ACTION ITEM — Each line that contains the word "toLowerCase" is to be copied from the records below.

AVAILABLE DATA —
•••
PR #1571, opened 2019-12-05
Add standardized hover transition

LMS007:
- Use effects.hover-fade where appropriate for clickable things
- Remove dark border hover color from tag item

There is no point in making a GIF of this change because it's too fast to be captured that way so you'll need to pull and run locally to see changes.

**The purpose of this diff is 2 fold.**
1. Add a standardized way to set transition timing across all clickable things.
2. Apply that standardization to many of the clickable things. (I don't except to cover them all with one pass)

This does more of a heavy handed transition where it does not specifically call out `color` or `background-color` or `opacity` or anything, but rather asserts that any css property change will be transitioned in 100ms when the mouse is hovering over the element and then revert in 250ms there after. I wanted to keep these somewhat fast because this is a major UI change and I don't want it to feel too much different or slow, but mostly just more polished.

Also removed that dark border on TagList items which didn't match anything. I realize this diverges from the new design but we can circle back to this on a second pass when we do more uniform changes across the UI. It just felt like it stood out too much right now.

### DIFF
--- a/src/styles/annotator/annotator.scss
+++ b/src/styles/annotator/annotator.scss
@@ -4,6 +4,7 @@
 @use '../mixins/focus';
 @use '../mixins/reset';
 @use '../mixins/shadow';
+@use '../mixins/effects';
 
 @use './adder';
 @use './bucket-bar';
@@ -110,9 +111,9 @@ var.$base-font-size: 14px;
   }
 
   .annotator-frame-button {
+    @include effects.hover-fade;
     @include focus.outline-on-keyboard-focus;
 
-    transition: background-color 0.25s;
     @include shadow.smallshadow;
     background: var.$white;
     border: solid 1px var.$gray-lighter;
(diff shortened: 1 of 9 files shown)


src/styles/mixins/effects.scss
```diff
@@ -0,0 +1,9 @@
+/**
```
robertknight: `effects` is perhaps ambiguous. Perhaps transitions.scss or animations.scss might be more obvious?

src/styles/annotator/annotator.scss
```diff
@@ -4,6 +4,7 @@
 @use '../mixins/focus';
 @use '../mixins/reset';
 @use '../mixins/shadow';
+@use '../mixins/effects';
```
robertknight: Tiny nit - can you sort these?

src/styles/mixins/effects.scss
LMS007: Sure, I like animations. We may end up with some keyframe stuff eventually too.

PR #1582, opened 2019-12-09
Remove unused `gulp-{if, postcss, sourcemaps}` dependencies

robertknight:
These are no longer used since `scripts/gulp/create-style-bundle.js` invokes SASS and postcss directly.


robertknight:
I went ahead and merged this since I am just removing some unused build dependencies.

PR #1593, opened 2019-12-11
Don't filter annotations when showing "All Students"

seanh:
Fixes https://github.com/hypothesis/lms/issues/1259


seanh:
I think it does fix the bug. Whether people would want to refactor/redesign the code differently in the future with more time I honestly don't know but that would be refactoring not bug fixing

PR #1605, opened 2019-12-18
Use mobile-friendly font size for all input fields

robertknight:
Match other input fields in the sidebar in using a larger font size for
the tag editor input on mobile/touch inputs. This also prevents iOS
Safari from zooming into the input when focused.

**Update:** In response to a [suggestion](https://github.com/hypothesis/client/pull/1605#discussion_r359425564) I did some refactoring of our input styles to make all input fields use the `form-input` mixin for their styles and moved the font-size and focus outline adjustments into the `form-input` mixin. The end result is that all input fields in the sidebar now have the same focus outline and use the same larger font size when using touch input. The one visual change on desktop is that the search input's focus ring is consistent with other input fields in the app:

Screenshot 2019-12-19 12 18 49

### DIFF
--- a/src/styles/forms.scss
+++ b/src/styles/forms.scss
@@ -5,15 +5,4 @@
   @include forms.form-input;
   width: 100%;
   display: block;
-
-  &:focus,
-  &.js-focus {
-    @include forms.form-input-focus;
-  }
-}
-
-.form-textarea {
-  min-height: 8em;
-  max-width: 100%;
-  resize: vertical;
 }
--- a/src/styles/sidebar/components/tag-editor.scss
+++ b/src/styles/sidebar/components/tag-editor.scss
@@ -6,13 +6,6 @@
   &__input {
     @include forms.form-input;
     width: 100%;
-    &:focus {
-      @include forms.form-input-focus;
-    }
-
-    @media (pointer: coarse) {
-      font-size: var.$touch-input-font-size;
-    }
   }
 
   &__tag-list {
--- a/src/styles/sidebar/components/tag-editor.scss
+++ b/src/styles/sidebar/components/tag-editor.scss
@@ -9,6 +9,10 @@
     &:focus {
       @include forms.form-input-focus;
     }
+
+    @media (pointer: coarse) {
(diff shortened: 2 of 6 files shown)


src/styles/sidebar/components/tag-editor.scss
```diff
@@ -9,6 +9,10 @@
     &:focus {
       @include forms.form-input-focus;
     }
+
+    @media (pointer: coarse) {
```
LMS007: Can this just be part of @include forms.form-input ?

robertknight:
Thanks for the suggestion @LMS007. I have moved this font size adjustment into the `form-input` mixin. At the same time I did some refactoring so that all input fields now use this mixin, which means that the customized `:focus` styles can also go there as well. This expands the scope of this PR a bit but it should make it easier to adopt any pattern library changes as well.

src/styles/forms.scss
```diff
@@ -5,15 +5,4 @@
   @include forms.form-input;
   width: 100%;
   display: block;
-
-  &:focus,
-  &.js-focus {
-    @include forms.form-input-focus;
```
robertknight: The `:focus` selectors are now part of the `form-input` mixin.

src/styles/forms.scss
```diff
@@ -5,15 +5,4 @@
...
-  }
-}
-
-.form-textarea {
-  min-height: 8em;
-  max-width: 100%;
-  resize: vertical;
```
robertknight: `form-textarea` is no longer used.

src/styles/sidebar/components/tag-editor.scss
```diff
@@ -6,9 +6,6 @@
   &__input {
     @include forms.form-input;
     width: 100%;
-    &:focus {
```
robertknight: This is now part of the `form-input` mixin.

LMS007:
I think this is change is good and points us in the right direction for getting everything consolidated. I did look on my phone (android/chrome), but I found that testing these with just the mobile emulator in chrome was a lot easier.

Issue #1606, opened 2019-12-18
Tag editor freezes in Chrome on macOS if there are a large number of suggestions present


robertknight:
**Steps to reproduce**

1. Apply the following diff to the client code (I tested against the v1.261.0 tag)

```diff
diff --git a/src/sidebar/services/tags.js b/src/sidebar/services/tags.js
index a897251d..8024bf2b 100644
--- a/src/sidebar/services/tags.js
+++ b/src/sidebar/services/tags.js
@@ -19,6 +19,11 @@ function tags(localStorage) {
   const TAGS_LIST_KEY = 'hypothesis.user.tags.list';
   const TAGS_MAP_KEY = 'hypothesis.user.tags.map';
 
+  const testTags = [];
+  for (let i = 0; i < 1000; i++) {
+    testTags.push(`test-tag-${i}`);
+  }
+
   /**
    * Return a list of tag suggestions matching `query`.
    *
@@ -26,7 +31,7 @@ function tags(localStorage) {
    * @return {Tag[]} List of matching tags
    */
   function filter(query) {
-    const savedTags = localStorage.getObject(TAGS_LIST_KEY) || [];
+    const savedTags = testTags;
 
     return savedTags.filter(e => {
       return e.toLowerCase().indexOf(query.toLowerCase()) !== -1;
```
2. In Chrome, go to a page with the dev client loaded (eg. http://localhost:3000) and create an annotation or page note
3. Start typing in the tag editor input field

**Expected result**

Typing is smooth. Only suggestions matching typed text are shown.

**Actual result**

Chrome browser UI freezes. The whole browser, not just the active tab, is unresponsive.

**Notes**

- Tested with Chrome Version 80.0.3987.16 (Official Build) dev (64-bit) on macOS 10.15.2
- The issue is not observed in Safari or Firefox on macOS
- I don't know if the problem is macOS-specific or also affects Windows and/or Linux

robertknight:
Related upstream issues:

1. https://bugs.chromium.org/p/chromium/issues/detail?id=789187 (When the datalist becomes to long, it will not display anymore)
2. https://bugs.chromium.org/p/chromium/issues/detail?id=721655 (Speed up dynamic updates to options in a datalist)
[...]

PR #1611, opened 2019-12-20
Fix datalist performance in Chrome

LMS007:
When tag suggestions exceeds just a few hundred results, a noticeable performance is observed in Chrome. 

I arbitrarily selected 20 results as a reasonable limit, but it may be best to match firefox / safari which window the result to 6 or so at a time?

I left some test code in so you can easily test 1000 suggestions. this should be fast in every browser now.

fixed https://github.com/hypothesis/client/issues/1606

### DIFF
--- a/src/sidebar/components/tag-editor.js
+++ b/src/sidebar/components/tag-editor.js
@@ -17,23 +17,38 @@ let datalistIdCounter = 0;
 function TagEditor({ onEditTags, tags: tagsService, tagList }) {
   const inputEl = useRef(null);
   const [showSuggestions, setShowSuggestions] = useState(false);
+  const [suggestionsFiltered, setSuggestionsFiltered] = useState([]); // For Chrome only
   const [datalistId] = useState(() => {
     ++datalistIdCounter;
     return `tag-editor-datalist-${datalistIdCounter}`;
   });
 
+  const isChromeUA = !!window.navigator.userAgent.match(/Chrome\/[.0-9]*/);
+  // Suggestion limiter to speed up the performance in Chrome
+  // See https://github.com/hypothesis/client/issues/1606
+  const chromeSuggestionsLimit = 20;
+
+  /**
+   * Helper function that returns a list of suggestions less any
+   * results also found from the duplicates list.
+   *
+   * @param {Array<string>} suggestions - Original list of suggestions
+   * @param {Array<string>} duplicates - Items to be removed from the result
+   * @return {Array<string>}
+   */
+  const removeDuplicates = (suggestions, duplicates) => {
+    const suggestionsSet = [];
+    suggestions.forEach(suggestion => {
+      if (duplicates.indexOf(suggestion) < 0) {
+        suggestionsSet.push(suggestion);
+      }
+    });
+    return suggestionsSet.sort();
+  };
+
   // List of suggestions returned from the tagsService
   const suggestions = useMemo(() => {
     // Remove any repeated suggestions that are already tags.
-    const removeDuplicates = (suggestions, tags) => {
-      const suggestionsSet = [];
-      suggestions.forEach(suggestion => {
-        if (tags.indexOf(suggestion) < 0) {
-          suggestionsSet.push(suggestion);
-        }
-      });
-      return suggestionsSet.sort();
-    };
     // Call filter with an empty string to return all suggestions
     return removeDuplicates(tagsService.filter(''), tagList);
   }, [tagsService, tagList]);
@@ -94,9 +109,30 @@ function TagEditor({ onEditTags, tags: tagsService, tagList }) {
   };
 
   const handleOnInput = e => {
-    if (e.inputType === 'insertText') {
-      // Show the suggestions if the user types something into the field
-      setShowSuggestions(true);
+    if (
+      e.inputType === 'insertText' ||
+      e.inputType === 'deleteContentBackward'
+    ) {
+      if (inputEl.current.value.length === 0) {
+        // If the user deleted input, hide suggestions. This has
+        // no effect in Safari and the list will stay open.
+        setShowSuggestions(false);
+      } else {
+        if (isChromeUA) {
+          // Filter down the suggestions list for Chrome to subvert a performance
+          // issue. Returning too many suggestions causes a noticeable delay when
+          // rendering the datalist.
+          // See https://github.com/hypothesis/client/issues/1606
+          setSuggestionsFiltered(
+            removeDuplicates(
+              tagsService.filter(inputEl.current.value, chromeSuggestionsLimit),
+              tagList
+            )
+          );
+        }
+        // Show the suggestions if the user types something into the field
+        setShowSuggestions(true);
+      }
     } else if (
       e.inputType === undefined ||
       e.inputType === 'insertReplacementText'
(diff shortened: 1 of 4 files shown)


src/sidebar/components/tag-editor.js
```diff
@@ -17,23 +17,38 @@ let datalistIdCounter = 0;
...
+
+  /**
+   * Helper function that returns a list of suggestions less any
+   * results also found from the duplicates list.
+   *
+   * @param {Array<string>} suggestions - Original list of suggestions
+   * @param {Array<string>} duplicates - Items to be removed from the result
+   * @return {Array<string>}
+   */
+  const removeDuplicates = (suggestions, duplicates) => {
```
LMS007: same function as before, just pulled it out so I could use it twice.

src/sidebar/components/tag-editor.js
```diff
@@ -94,9 +109,30 @@ function TagEditor({ onEditTags, tags: tagsService, tagList }) {
...
 
   const handleOnInput = e => {
-    if (e.inputType === 'insertText') {
-      // Show the suggestions if the user types something into the field
-      setShowSuggestions(true);
+    if (
+      e.inputType === 'insertText' ||
+      e.inputType === 'deleteContentBackward'
+    ) {
+      if (inputEl.current.value.length === 0) {
```
LMS007: This was moved from below because I need to capture `deleteContentBackward` here now and call filter() again if there is input.

src/sidebar/components/test/tag-editor-test.js
```diff
@@ -307,4 +307,37 @@ describe('TagEditor', function() {
       assert.isTrue(fakeOnEditTags.calledWith({ tags: ['tag2'] }));
     });
   });
+
+  describe('filter on text input based on user agent', () => {
+    const originalUA = navigator.userAgent;
+
+    afterEach(function() {
+      navigator.__defineGetter__('userAgent', () => {
```
LMS007: I could not figure out a better way to mock this :\

src/sidebar/services/tags.js
```diff
@@ -19,17 +19,32 @@ function tags(localStorage) {
...
    *
    * @param {string} query
+   * @param {number} limit - Optional limit of the results.
    * @return {Tag[]} List of matching tags
    */
-  function filter(query) {
+  function filter(query, limit = null) {
     const savedTags = localStorage.getObject(TAGS_LIST_KEY) || [];
-
+    //const savedTags = testTags;
```
LMS007: uncomment this line to test 1000 suggestions

src/sidebar/services/tags.js
```diff
@@ -19,17 +19,32 @@ function tags(localStorage) {
...
+    let resultCount = 0;
     return savedTags.filter(e => {
-      return e.toLowerCase().indexOf(query.toLowerCase()) !== -1;
+      if (e.toLowerCase().indexOf(query.toLowerCase()) !== -1) {
+        if (!limit || resultCount < limit) {
```
robertknight: `!limit` will be true here if it is equal to `0`, which means that `tags.filter(query, 0)` could unexpectedly return a non-empty list.

I wasn't sure if it was safe to assume that `filter` is called with each element in the array once in any particular order, but it turns out that the JS spec does specify the iteration order ([spec link](https://tc39.es/ecma262/#sec-array.prototype.filter)).

src/sidebar/components/test/tag-editor-test.js
robertknight: You can use `sinon.stub`:

```js
// Stub property.
let stub = sinon.stub(navigator, 'userAgent');

// Define getter for stub that returns a fixed string.
stub.get(() => 'Chrome/1.0')

// Remove the stub
stub.restore()
```

Alternatively you could add a test seam to the component - add a `userAgent` prop which is default-initialized to `navigator.userAgent`.

src/sidebar/components/tag-editor.js
```diff
@@ -17,23 +17,38 @@ let datalistIdCounter = 0;
 function TagEditor({ onEditTags, tags: tagsService, tagList }) {
   const inputEl = useRef(null);
   const [showSuggestions, setShowSuggestions] = useState(false);
+  const [suggestionsFiltered, setSuggestionsFiltered] = useState([]); // For Chrome only
```
robertknight: `suggestionsFiltered` sounds like a boolean to me (as in "_are_ the suggestions filtered?"). `filteredSuggestions` would have sounded more like a list.

LMS007: Its been a week so my memory is hazy with this, but I'm pretty sure I trie to stub `navigator` this w/o success, but I'll give it a try again

LMS007: Its been a week so my memory is hazy with this, but I'm pretty sure I trie to stub `navigator` this w/o success, but I'll give it a try again

src/sidebar/services/tags.js
LMS007: I think I was just assuming a limit of 0 made no sense so I didn't bother with an extra condition. e.g. a limit of 0 would just allow the entire list, but I can see how that is confusing.

src/sidebar/components/tag-editor.js
robertknight: I think this reply was meant for a different comment.

src/sidebar/components/test/tag-editor-test.js
```diff
@@ -307,4 +307,34 @@ describe('TagEditor', function() {
       assert.isTrue(fakeOnEditTags.calledWith({ tags: ['tag2'] }));
     });
   });
+
+  describe('filter on text input based on user agent', () => {
+    let stub = sinon.stub(navigator, 'userAgent');
```
robertknight: This stub needs to happen in a `beforeEach` block which is executed before each test rather than in the top level of the `describe` block which is executed once at test setup time.

src/sidebar/components/test/tag-editor-test.js
```diff
@@ -307,4 +307,34 @@ describe('TagEditor', function() {
...
+      stub.get(() => 'Chrome/1.0');
+      wrapper.find('input').instance().value = 'tag';
+      typeInput(wrapper);
+
+      assert.isTrue(fakeTagsService.filter.calledTwice);
+      assert.isTrue(fakeTagsService.filter.calledWith('tag', 20));
+    });
+
+    it('does not call filter when changing input when browser is not Chrome', () => {
+      let stub = sinon.stub(navigator, 'userAgent');
```
robertknight: This stub is never undone because you are using a new local `stub` variable here. If the `stub = sinon.stub(...)` call happens in a `beforeEach` block then `navigator.userAgent` will already be stubbed when this function runs and you can just call `stub.get(...)`.

src/sidebar/services/tags.js
```diff
@@ -23,13 +23,23 @@ function tags(localStorage) {
    * Return a list of tag suggestions matching `query`.
    *
    * @param {string} query
+   * @param {number} limit - Optional limit of the results.
    * @return {Tag[]} List of matching tags
    */
-  function filter(query) {
+  function filter(query, limit = 0) {
+    const limitNumber = Number(limit); // ensures we are dealing with a number
```
robertknight: I think I understand what you're trying to do here. In general however I think that it is often preferable to use a different type of value (`null` or `undefined`) to indicate that a value is not set rather than a magic value of the same type (`0`). The reason being that it reduces the chance of subtle bugs where the special value (`0`) is manipulated without checking it first. If this happens with `null` it will crash loudly. It also avoids scenarios where the behavior of the function suddenly changes if a programatically generated value happens to equal the special value.

My preference here would be to use `null` as before to indicate "no limit" but test for that value specifically below (ie. `limit === null`).

src/sidebar/components/test/tag-editor-test.js
LMS007: I think thats a typo I meant to delete, thanks

Issue #1570, opened 2019-12-05
Remove keyboard focus halo from annotation-publish buttons


LMS007:
The keyboard active/focus halo should only be for tab/keyboard navigation and not for clicked items.

![active](https://user-images.githubusercontent.com/3939074/70281225-58645300-176f-11ea-83e3-a0fd7f79ca7f.gif)

PR #1628, opened 2019-12-30
Fix focus halo on primary action button mixin

LMS007:
Simple fix + some cleanup

The primary reason for this PR is to fix https://github.com/hypothesis/client/issues/1570. This is achieved by adding the `focus.outline-on-keyboard-focus` mixin to the `@mixin primary-action-btn`

I also noticed that `primary-action-btn.scss` was not used anywhere in the code (I think).

Notice the "Post to Public" button does not show halo when clicking anymore

halo


LMS007:
> other buttons that have this mixin applied though.

Maybe we need an indicator, but perhaps a slightly different one than the bright halo thing for that case? I do think no matter what that having a single place in the code to control this is obviously important and this helps move us in that direction.

PR #1649, opened 2020-01-07
Convert most `require`s to ES `import` syntax

robertknight:
This PR converts most CommonJS/Node `require` imports to ES module `import` syntax using the [convert-to-es-modules](https://github.com/hypothesis/frontend-toolkit/tree/master/packages/convert-to-es-modules) script from the frontend-toolkit repo. The immediate motivation is that it means we'll be using the same module system across the client and lms projects, which will be convenient when sharing UI components and utilities between them.

There will be other benefits now and in the future in that ES imports are more amenable to static analysis. For example "Go to definition"/"Find references" using the ALE plugin in Vim (and I would guess VS Code or Atom, since they all use the same language server) works better.

The first few commits make some small changes that make it easier for the automated script to do its work. The last commit is the result of running the code on all files in `src/` except for `src/karma.config.js`.

The script only processes `require` calls which appear as top-level statements or variable initializers. This means that there are still some `require` calls which are invoked conditionally inside functions that are not touched by this PR.

The script preserves the existing sort order of imports, although it only has two categories for grouping (local imports vs imports from node_modules). We might use automated formatting to standardize the ordering/grouping in future as was recently done for the backend projects.

After this PR lands, I will move to the next step which is migrating `module.exports` to ES `export` syntax.

### DIFF
--- a/src/annotator/adder.js
+++ b/src/annotator/adder.js
@@ -1,6 +1,6 @@
-const classnames = require('classnames');
+import classnames from 'classnames';
 
-const template = require('./adder.html');
+import template from './adder.html';
 
 const ANNOTATE_BTN_SELECTOR = '.js-annotate-btn';
 const HIGHLIGHT_BTN_SELECTOR = '.js-highlight-btn';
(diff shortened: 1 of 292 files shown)


robertknight:
I'm going to split this into smaller PRs that are easier to review.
•••
EXERCISE ANSWER —
       return e.toLowerCase().indexOf(query.toLowerCase()) !== -1;
-      return e.toLowerCase().indexOf(query.toLowerCase()) !== -1;
+      if (e.toLowerCase().indexOf(query.toLowerCase()) !== -1) {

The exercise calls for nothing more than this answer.